:: ABOUT THIS TASK ::
Only lines with the string "iterations" should be returned from the data below.

INFORMATION GIVEN: Begin

PR #820, opened 2022-05-22
Allow pg-automation user to view clearances

cpeel:
Allow Project Gutenberg's `pg-automation` account to view clearances. Note that this is going into the `pgdp-production` branch.

Testable with:
```bash
   "https://www.pgdp.org/~cpeel/c.branch/allow-pg-automation-clearance/api/?url=v1/projects&clearance=do-not-upload-to-PG"
```

If you use a regular user's `API_KEY` this will ignore the `clearance` field and not show the field in the output. If you use the `pg-automation` user's `API_KEY` this should return projects with the desired clearance *and* show them in the output.

### DIFF
--- a/pinc/Project.inc
+++ b/pinc/Project.inc
@@ -901,6 +901,7 @@ class Project
             $this->can_be_managed_by_current_user
             || $this->PPVer_is_current_user
             || ($this->PPer_is_current_user && user_has_DU_access())
+            || User::current_username() == 'pg-automation'
         );
     }
 
--- a/api/v1_projects.inc
+++ b/api/v1_projects.inc
@@ -32,7 +32,8 @@ function api_v1_projects($method, $data, $query_params)
     // Allow SAs and PFs to search on clearance. We can't allow PMs to do so
     // without opening up the ability for value-fishing as PMs can only see
     // clearances for their own projects.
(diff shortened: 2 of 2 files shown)


pinc/Project.inc
```diff
@@ -901,6 +901,7 @@ class Project
             $this->can_be_managed_by_current_user
             || $this->PPVer_is_current_user
             || ($this->PPer_is_current_user && user_has_DU_access())
+            || User::current_username() == 'pg-automation'
```
srjfoo, line 904: Is this necessary? The plan is for this username to be used only to give PG scripts the ability to see the clearance when accessed via API. This user should not be permitted to actually manage a project.

srjfoo (approved):
API correctly provides clearance info when using the `pg-automation` API key, and ignores the clearance field altogether when the API key is for a user who doesn't have permission to search on the field (that is, in absence of any other restriction, the first 20 records of the whole table are returned in the response (which is what I would expect to happen).

pinc/Project.inc
cpeel: Yes, this controls if the current user can see the clearance line and used by the API, and the project page, to restrict the clearance from the output if the user can't. This isn't used to control managing a project (that's `Project-> can_be_managed_by_user()` further up).

PR #821, opened 2022-05-24
Correctly detect expired quiz attempts

cpeel:
When evaluating if a user has passed a quiz, correctly reject quiz passes that are too old. This bug was introduced in 8cf7ce568. Big thanks to @srjfoo for tracking down the problem and providing a super-focused repro.

Testable in the [fix-quiz-pass-detection](https://www.pgdp.org/~cpeel/c.branch/fix-quiz-pass-detection/) sandbox.

### DIFF
--- a/pinc/Quiz.inc
+++ b/pinc/Quiz.inc
@@ -83,7 +83,7 @@ class Quiz
 
             if ($use_pass_requirements && isset($this->pass_requirements['maximum_age'])) {
                 if ((time() - $attempt->date) > $this->pass_requirements['maximum_age']) {
-                    $pages_required_results[$quiz_page_id] = null;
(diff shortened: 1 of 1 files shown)


srjfoo (approved):

srjfoo:
> When evaluating if a user has passed a quiz, correctly reject quiz passes that are too old. This bug was introduced in [8cf7ce5](https://github.com/DistributedProofreaders/dproofreaders/commit/8cf7ce568a6e68e2ede44824cd5dc6f4961889c5). Big thanks to @srjfoo for tracking down the problem and providing a super-focused repro.

And big thanks to @cpeel for figuring out how to fix it!

chrismiceli (approved):

PR #824, opened 2022-06-09
Explicitly set API value types

cpeel:
Implicitly having `json_encode()` convert numbers-as-strings into numbers means titles like [1914](https://www.pgdp.net/c/project.php?id=projectID40fb078069c51) get rendered as numbers and not strings. @asylumcs discovered this when using the API. Explicitly set the value types instead.

I've used our Swagger schema -- which specifies field types -- as the authoritative source of what fields should be cast to `int`s rather than rendered as strings, which seems to be the default.

Testable with:
```bash
# project with real pg_ebook_number (should return number)
    "https://www.pgdp.org/~cpeel/c.branch/stringify-api-strings/api/?url=v1/projects/projectID4b8bc04f5dc7c"

# project with null pg_ebook_number (should return null, not 0)
    "https://www.pgdp.org/~cpeel/c.branch/stringify-api-strings/api/?url=v1/projects/projectID45c225f598e32"

    "https://www.pgdp.org/~cpeel/c.branch/stringify-api-strings/api/?url=v1/projects/projectID45c225f598e32/pages"

    "https://www.pgdp.org/~cpeel/c.branch/stringify-api-strings/api/?url=v1/projects/projectID45c225f598e32/pagedetails"

    "https://www.pgdp.org/~cpeel/c.branch/stringify-api-strings/api/?url=v1/stats/site"

    "https://www.pgdp.org/~cpeel/c.branch/stringify-api-strings/api/?url=v1/stats/site/rounds"
```

While here I correctly raised an exception if someone requests page details for a project that doesn't have a project table:
```bash
# deleted project projectID61db6d49c1394 should return the right error
    "https://www.pgdp.org/~cpeel/c.branch/stringify-api-strings/api/?url=v1/projects/projectID61db6d49c1394/pagedetails"
```

### DIFF
--- a/api/v1_projects.inc
+++ b/api/v1_projects.inc
@@ -261,6 +261,11 @@ function render_project_json($project, $return_fields = null)
 
     foreach (get_updatable_project_fields() as $api_key => $project_key) {
         $return_array[$api_key] = $project->$project_key;
+
+        // force pg_ebook_number to an int
+        if ($api_key == "pg_ebook_number" && $return_array[$api_key] != null) {
+            $return_array[$api_key] = (int)$return_array[$api_key];
+        }
     }
 
     // prevent clearance from being included for unauthorized users
@@ -280,8 +285,8 @@ function render_project_json($project, $return_fields = null)
             "post_processor" => $project->PPer,
             "post_process_verifier" => $project->PPVer,
             "state" => $project->state,
-            "pages_available" => $project->n_available_pages,
-            "pages_total" => $project->n_pages,
+            "pages_available" => (int)$project->n_available_pages,
+            "pages_total" => (int)$project->n_pages,
             "last_state_change_time" => date(DATE_ATOM, $project->modifieddate),
             "last_page_done_time" => date(DATE_ATOM, $project->t_last_page_done),
             "last_edit_time" => date(DATE_ATOM, $project->t_last_edit),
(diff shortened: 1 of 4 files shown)


srjfoo (approved):

chrismiceli (approved):

api/v1_projects.inc
```diff
@@ -280,8 +285,8 @@ function render_project_json($project, $return_fields = null)
             "post_processor" => $project->PPer,
             "post_process_verifier" => $project->PPVer,
             "state" => $project->state,
-            "pages_available" => $project->n_available_pages,
-            "pages_total" => $project->n_pages,
+            "pages_available" => (int)$project->n_available_pages,
+            "pages_total" => (int)$project->n_pages,
```
chrismiceli, line 289: So these properties at runtime are string or does the encoder coerce everything to string if possible?

cpeel: It *appears* as though the mysqli driver returns all values to PHP as strings, which in most cases is fine since PHP "does the right thing" with numeric strings most of the time except that the `json_encode()` also treats them as strings unless we cast them otherwise:
```php
<?php
$relPath = "./";
include_once($relPath."Project.inc");

$projectid = 'projectID45c225f598e32';
$sql = sprintf("
    SELECT projectid, n_pages, postednum
    FROM projects
    WHERE projectid = '%s'",
    DPDatabase::escape($projectid)
);
$row = mysqli_fetch_assoc($res);
echo json_encode($row) . "\n";
```
returns
```json
{"projectid":"projectID45c225f598e32","n_pages":"418","postednum":null}
```
despite the `n_pages` column being defined as an int:
```
| n_pages                | smallint unsigned  | NO   |     | 0        |       |
```

chrismiceli: You're right! Check the recommendation for example 3 here: https://www.php.net/manual/en/mysqli.quickstart.statements.php
That is very surprising but I guess PHP typing is relatively newer. Glad you confirmed though.

PR #826, opened 2022-07-03
Use escapeshellarg() to escape arguments

cpeel:
The most secure way to escape shell arguments is `escapeshellarg()`, not `escapeshellcmd()`.

Testable in [dont-use-escapeshellcmd](https://www.pgdp.org/~cpeel/c.branch/dont-use-escapeshellcmd/)

### DIFF
--- a/pinc/upload_file.inc
+++ b/pinc/upload_file.inc
@@ -241,7 +241,7 @@ function virus_check($file_path, $verbose)
     $av_test_result = [];
     $av_retval = 0;
 
-    $cmd = "$antivirus_executable -- " . escapeshellcmd($file_path);
+    $cmd = "$antivirus_executable -- " . escapeshellarg($file_path);
     exec($cmd, $av_test_result, $av_retval);
     // $av_retval == 0 is ok
     if ($av_retval == 1) {


chrismiceli (approved):

chrismiceli:
Do we need to revisit the other exec calls? https://github.com/DistributedProofreaders/dproofreaders/search?q=exec

cpeel:
> Do we need to revisit the other exec calls? https://github.com/DistributedProofreaders/dproofreaders/search?q=exec

It wouldn't hurt to revisit all of the `exec()` and `system()` calls and ensure we are escaping all arguments, but a quick review says that all of the args we're currently using in those are code-defined and not based on user input.

srjfoo (approved):

chrismiceli:
> > Do we need to revisit the other exec calls? https://github.com/DistributedProofreaders/dproofreaders/search?q=exec
> 
> It wouldn't hurt to revisit all of the `exec()` and `system()` calls and ensure we are escaping all arguments, but a quick review says that all of the args we're currently using in those are code-defined and not based on user input.

That was my impression as well.

Issue #1260, opened 2020-12-13
elasticlunr is outdated


ghost:
# Bug Report

Hi,
While navigating the sources, I noticed that `elasticlunr.js`(https://github.com/getzola/zola/blob/master/components/search/src/elasticlunr.min.js) is outdated: `0.9.5` instead of `0.9.6` https://github.com/weixsong/elasticlunr.js/tags).

It may be nice to upgrade.

I can make a PR if you want.

Keats:
Go for it!

ghost:
closed in #1261

PR #1261, opened 2020-12-13
search: Update elasticlunr.min.js to 0.9.6 (#1260)

ghost:
## Code changes

After lengthy investigation it appeared that  there was a problem in `elasticlunr.min.js` build system and the embedded library was indeed  `elasticlunr.min.js` `v0.9.6` but tagged as `v0.9.5`.

We can see it be reading this `0.9.6` build: https://cdnjs.cloudflare.com/ajax/libs/elasticlunr/0.9.6/elasticlunr.js

And searching for code changes (with `ctrl+f`) made after the `0.9.5` release like this one https://github.com/weixsong/elasticlunr.js/commit/c16fd0792f29f3631f71f6989f90e1e867736ad0#diff-b885d55a0b1142614118e64583ac39314f5ab077670ed1a7bc78636edd3abea7R913

So I just updated the version in the header, to avoid further confusion.

https://github.com/getzola/zola/issues/1260

### DIFF
--- a/components/search/src/elasticlunr.min.js
+++ b/components/search/src/elasticlunr.min.js
@@ -1,6 +1,6 @@
 /**
  * elasticlunr - http://weixsong.github.io
- * Lightweight full-text search engine in Javascript for browser search and offline search. - 0.9.5
+ * Lightweight full-text search engine in Javascript for browser search and offline search. - 0.9.6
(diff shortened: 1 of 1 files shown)


Keats:
Thanks!

Issue #1268, opened 2020-12-24
Supported language Clojure is not highlighted properly


vise890:
**NOTE**: I opened a PR that seems to fix the issue #1269 

# Bug Report

## Environment

Kernel: Linux 5.9.15-1-MANJARO
Zola version: zola 0.12.2

## Expected Behavior

I would like to see my Clojure code blocks highlighted properly, like in the picture below:

![image](https://user-images.githubusercontent.com/1628760/103083859-c7605400-45dd-11eb-8cb9-1cfeeff45b87.png)

## Current Behavior

Everything after the first comment character (`;`), is highlighted as a comment:
![image](https://user-images.githubusercontent.com/1628760/103083889-da732400-45dd-11eb-953f-a2f8bdcf1b77.png)

## Step to reproduce

1. in config.toml:
   ```toml
   highlight_code = true
   ```
1. In a page `.md` source, add a clojure code block:
   ![image](https://user-images.githubusercontent.com/1628760/103083911-e828a980-45dd-11eb-8792-d9997a8fc00e.png)
3. Run `zola server` and navigate to that page, you will see (roughly):
   ![image](https://user-images.githubusercontent.com/1628760/103083897-de9f4180-45dd-11eb-8fd5-8bc18a795ada.png)

## Workaround

1. in the project root
   ```bash
   mkidr syntaxes
   cd syntaxes
   git submodule add https://github.com/tonsky/sublime-clojure
   ```
1. in `config.toml`
   ```toml
   extra_syntaxes = ["syntaxes/sublime-clojure"]
   ```
1. **Edit `sublime-clojure/ClojureC.sublime-syntax`** so that 
`file-extensions` look like this:
   ```sublime-syntaxt
   file_extensions: [bloop, clj, cljs, cljc, cljx, boot]
   ```
1. in the page source:
   ![image](https://user-images.githubusercontent.com/1628760/103084238-d1368700-45de-11eb-895b-ac4da3ff4510.png)

## Notes
- I couldn't find a clojure `.sublime-syntax in [`/zola/sublime/syntaxes/`](https://github.com/getzola/zola/tree/master/sublime/syntaxes)
- **It doesn't seem to be possible to override built in short-names** [listed in the docs](https://www.getzola.org/documentation/content/syntax-highlighting/), maybe it should?

Keats:
[...]

PR #1269, opened 2020-12-24
fix clojure syntax highlighting

vise890:
Fix clojure syntax highlighting as per #1268,

 also [sublime-clojure provides better highlighting in some corner-cases](https://github.com/tonsky/sublime-clojure)

I tried to follow the procedure in the contrib guidelines, but feel free to close or ask for edits if something is not right! :smile:


Keats:
I'm not sure it will work well, syntect will load the whole folder but I don't know if the order will be deterministic

vise890:
I see, it's probably worth closing this until we find a proper way to deal with it then? Is it worth opening an issue with syntect then since it is likely to be affected too?

Keats:
Not worth a syntect issue, we just need to have a better way to override the syntaxes in zola. I'll check next week, it shouldn't be too hard.

vise890:
Ok great, thank you for looking into it! :smile:

Issue #1112, opened 2020-07-31
Architecture for less iterations over the library


southerntofu:
This is not exactly a bug report, but when i was investigating site::load() i realized the pages/sections collections get iterated over **many** times. For a simple build, it iterates over:

- sections (loop l. 174)
- pages (loop l. 182)
- sections & pages (library.check_for_path_collisions() l.197)
- pages (library.populate_taxonomies() l. 205)
- sections and pages (self.populate_sections() l. 207, 5 times for sections, 2 for pages because of other calls inside this function)
- sections and pages (self.render_markdown l. 208, 2 times for pages)
- sections and pages (check_internal_links_with_anchors() l. 212)
- sections and pages (check_external_links() l.215, only in check mode)

Without check mode, that's a total of 9 iterations over sections and 8 iterations over pages. This is only for iterations after the library is built. There may be some compiler magic behind the scenes to "reunite" some iterations in there, but my intuition is there's a lot of potential performance improvements to be investigated here.

I think some of the useless iterations are due to the absence of library structure due to the glob pattern (reuniting children pages with related sections, and building content hierarchy). Maybe a recursive descent into the content folder could help here?

Keats:
We can probably trim that number down but I don't think it will make a significant change in the speed.
The main speed bottleneck is serialising the content to JSON for Tera and that is a much bigger overhead than iterating. The other speed bottleneck is syntax highlighting because it's essentially doing many many regexes and is roughly doubling the build time when enabled.

Of course if we can improve that without making the code harder to understand, I would be very interested

southerntofu:
> The main speed bottleneck is serialising the content to JSON for Tera

What's the best way to have some good data on this? I tried running the benchmarks but they don't really help me understand the bottlenecks. So i ran [flamegraph](https://github.com/flamegraph-rs/flamegraph) on building medium-blog and this was the result. I've never done profiling before so i'm not entirely sure what's happening here. But rayon appears to take quite some space on there.

![zola_flame](https://user-images.githubusercontent.com/52931252/89068361-964a6300-d360-11ea-9d11-a36a5fc26735.jpg)

> Of course if we can improve that without making the code harder to understand, I would be very interested

It's entirely possible, but it will take some time. Let's not hurry too much ;). In the meantime, are benchmarks run periodically? It would be nice to have benchmarks on every commit/PR. Is it easy to achieve with the current pipelines?

Keats:
[...]

PR #1272, opened 2020-12-25
move translation population and path collision checking to insert stage

aslowwriter:
PR in response to #1112. 

## Code changes
I moved the path collision checking and the translation population to the insertion into the library stage. This is to save a few iterations across pages and sections. It did necessitate extra indices for the library, but for aliases and translations, I think that is acceptable since it should be relatively slim in most cases. I have some comments about other possible improvements but I'll add those to the issue discussion itself

### DIFF
--- a/components/library/src/library.rs
+++ b/components/library/src/library.rs
@@ -41,6 +41,12 @@ pub struct Library {
     pub paths_to_sections: HashMap<PathBuf, DefaultKey>,
     /// Whether we need to look for translations
     is_multilingual: bool,
+
+    // aliases -> files,
+    // so we can easily check for conflicts
+    pub reverse_aliases: HashMap<String, HashSet<String>>,
+
+    pub translations: HashMap<PathBuf, HashSet<DefaultKey>>,
 }
 
 impl Library {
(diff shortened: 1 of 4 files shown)


components/library/src/library.rs
```diff
@@ -41,6 +41,12 @@ pub struct Library {
     pub paths_to_sections: HashMap<PathBuf, DefaultKey>,
     /// Whether we need to look for translations
     is_multilingual: bool,
+
+    // alieas -> files,
```
Keats: aliases

components/library/src/library.rs
```diff
@@ -51,22 +57,78 @@ impl Library {
...
+        for alias in &section.meta.aliases {
+            self.reverse_aliases
+                .entry(alias.to_string())
+                .and_modify(|s| {
+                    s.insert(file_rel_path.clone());
+                })
+                .or_insert_with(|| {
+                    let mut s = HashSet::new();
+                    s.insert(file_rel_path.clone());
+                    s
```
Keats, line 83: seems like copy/paste where it's not actually inserting the alias? It would be better to insert the aliases in the same pass as the actual file path for the section (ie l 71-80)

components/library/src/library.rs
```diff
@@ -51,22 +57,78 @@ impl Library {
...
+                });
+        }
```
Keats, line 112: same as for sections

Keats (changes requested):

components/library/src/library.rs
aslowwriter: Not quite sure how that would work, as l 71-80 isn't actually a loop, it just creates the "identity alias". We do need the loop though because the aliases are the keys with the same values. So I'm not sure how you would do that.

Keats: Yeah, I was wrong. I think something like (pseudocode)
```
let entries = vec![rel_path] + section.meta.aliases;
for entry in entries {
        self.reverse_aliases
            .entry(entry)
            .and_modify(|s| {
                s.insert(file_rel_path.clone());
            })
            .or_insert_with(|| {
                let mut s = HashSet::new();
                s.insert(file_rel_path.clone());
                s
            });
}
```
would be neater though

aslowwriter: Done

Keats:
Thanks!

Keats:
FYI I just did a commit to DRY it a bit: https://github.com/getzola/zola/pull/1189/commits/66220780383bb0f1bc07d8db3466dd937d146a6f

PR #1290, opened 2021-01-07
Include "markdown" in list of config.toml sections

flother:
This is a teeny-tiny documentation change to include `[markdown]` in the list of sections available in `config.toml`. The section was added recently and the example configuration code block includes it, but the list that precedes it wasn't updated.


Keats:
Thanks!

PR #1293, opened 2021-01-09
Next version

Keats:


meithecatte:
The code blocks on the documentation preview look wrong — I don't think they're supposed to be red: https://deploy-preview-1293--getzola.netlify.app/documentation/content/syntax-highlighting/

Keats:
Thanks for catching that, I guess the theme doesn't work with markdown.

PR #1305, opened 2021-01-13
Ensure minified HTML is truncated before converting to String

### LINKED ISSUE #1304: HTML minification fails with CJK text
# Bug Report

Zola sometimes fails to build or serve content with `minify_html = true` when source files contain CJK characters, depending on the number of characters around them.

## Environment

Zola version: 0.13.0

## Expected Behavior

Zola should compile and minify all files without issue.

## Current Behavior

Site fails to build sometimes, and in other situations fail to be served, if there are CJK characters. It's interesting that `zola serve` and `zola build` behave differently (I haven't run into a situation where both failed to work on the same content), but I guess this probably has to do with the injected reload script/different `base_url`.

```
Building site...
Failed to build the site
Error: Failed to convert bytes to string : invalid utf-8 sequence of 1 bytes from index 18
```
(the third line doesn't show up when running `zola serve`)

## Steps to reproduce

As it's not a consistent issue, I've prepared a small example site: [minify-cjk-bug.zip](https://github.com/getzola/zola/files/5805531/minify-cjk-bug.zip)

Zola successfully builds this example site if I ensure three bytes (ASCII characters, newlines), or multiples of three bytes (including 0 bytes), are before the CJK character.

I haven't been able to create a minimal site to reproduce the failure during `zola serve`, but [`my website`](https://github.com/lae/web/tree/97569df5d9850656f8428709d9a2fad034733346) currently fails to build on serve.

lae:
Closes #1304

------------------
Sanity check:

### DIFF
--- a/components/utils/src/minify.rs
+++ b/components/utils/src/minify.rs
@@ -6,8 +6,8 @@ pub fn html(html: String) -> Result<String> {
     let mut input_bytes = html.as_bytes().to_vec();
 
     match with_friendly_error(&mut input_bytes, cfg) {
-        Ok(len) => match std::str::from_utf8(&input_bytes) {
-            Ok(result) => Ok(result[..len].to_string()),
+        Ok(len) => match std::str::from_utf8(&input_bytes[..len]) {
+            Ok(result) => Ok(result.to_string()),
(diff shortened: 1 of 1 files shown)


Keats:
Woops, thanks!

INFORMATION GIVEN: End

:: OUTPUT ::
Architecture for less iterations over the library
Without check mode, that's a total of 9 iterations over sections and 8 iterations over pages. This is only for iterations after the library is built. There may be some compiler magic behind the scenes to "reunite" some iterations in there, but my intuition is there's a lot of potential performance improvements to be investigated here.
I think some of the useless iterations are due to the absence of library structure due to the glob pattern (reuniting children pages with related sections, and building content hierarchy). Maybe a recursive descent into the content folder could help here?
I moved the path collision checking and the translation population to the insertion into the library stage. This is to save a few iterations across pages and sections. It did necessitate extra indices for the library, but for aliases and translations, I think that is acceptable since it should be relatively slim in most cases. I have some comments about other possible improvements but I'll add those to the issue discussion itself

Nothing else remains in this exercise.